The researchers suspect the reason for this quick-burn property may be the presence of massive organic molecules. They say such organics wouldn’t be volatile enough to escape from these so-called tarry meteoroids as they travel near the sun, and they’ve calculated that heavy organic molecules could theoretically survive thousands of years in space. The constituents of these small tarry meteoroids wouldn’t disintegrate completely in the atmosphere and could shower down on Earth, claims Steel.

“There appears to be an ongoing rain coming down on our head,” he says.

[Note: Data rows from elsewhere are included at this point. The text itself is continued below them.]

PR #1476, opened 2025-02-12
Publish el9 RPMs too

singiamtel:
As requested by @ehellbar

CC @ktf


ktf:
I think the updatable RPMS are not needed anymore. @Barthelemy @vascobarroso can you confirm?

PR #1481, opened 2025-02-14
Improve error message

singiamtel:
This happens often in AliPhysics

We should probably reduce the number of updates to the commits somehow
at some point


ktf (approved):

ktf:
Does this mean that we set the status even if it's the same? Indeed that should not happen since it's eating our quota for nothing.

PR #1482, opened 2025-02-14
Replace old aliswmod references with alienv

singiamtel:


ktf:
Please follow up with @Barthelemy about this one. Is aliswmod still used?

Barthelemy:
those are just comments and email notifications right ? 
It seems fine to me

ktf:
I think aliswmod was at some point used in some FLP instructions. Is it still the case?

vascobarroso:
We had it in the past but I think it's all gone. 
On `ControlWorkflows` it was removed [here](https://github.com/AliceO2Group/ControlWorkflows/pull/26).

@knopers8, could you just confirm that AliECS doesn't use it in any other place ?

ktf:
@knopers8 can you please comment here?

knopers8:
Sorry, I missed your comments before. There are no uses of `aliswmod` in AliECS, you can go ahead.

PR #1485, opened 2025-02-17
Update link_latest_gcc script

singiamtel:
Default to new GCC, and improve some sharp edges

Now it warns about several old architectures where we don't publish anymore. Are they still used anywhere, or would it be okay to delete them altogether?

```
Warning: No GCC v13.2.0 toolchain found for arch el5-x86_64
Warning: No GCC v13.2.0 toolchain found for arch el6-x86_64
Warning: No GCC v13.2.0 toolchain found for arch el7-aarch64
Warning: No GCC v13.2.0 toolchain found for arch ubuntu1404-x86_64
Warning: No GCC v13.2.0 toolchain found for arch ubuntu1604-x86_64
```

### DIFF
--- a/cvmfs/link_latest_gcc.sh
+++ b/cvmfs/link_latest_gcc.sh
@@ -1,37 +1,25 @@
-#!/bin/bash
-set -eo pipefail
+#!/bin/bash -e
+set -o pipefail
 GCC_VER=${1:-"v13.2.0"}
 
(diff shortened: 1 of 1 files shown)


ktf:
I think this would be better off if we moved it to the publisher, so that the Toolchain is there in the same transaction when a new architecture is created.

It may be that the best clues to life’s first molecules remain out in space. Researchers can theorize with computers about impacts, simulate them in the laboratory, and test meteorites that have fallen to Earth. But they’ve yet to get their hands on untainted, extraterrestrial samples of space stuff.

The Stardust mission is on its way to collect much anticipated samples from the comet Wild 2. The mission is scheduled to return to Earth in 2006. Various international attempts to retrieve other comet and asteroid samples could follow over the next several years.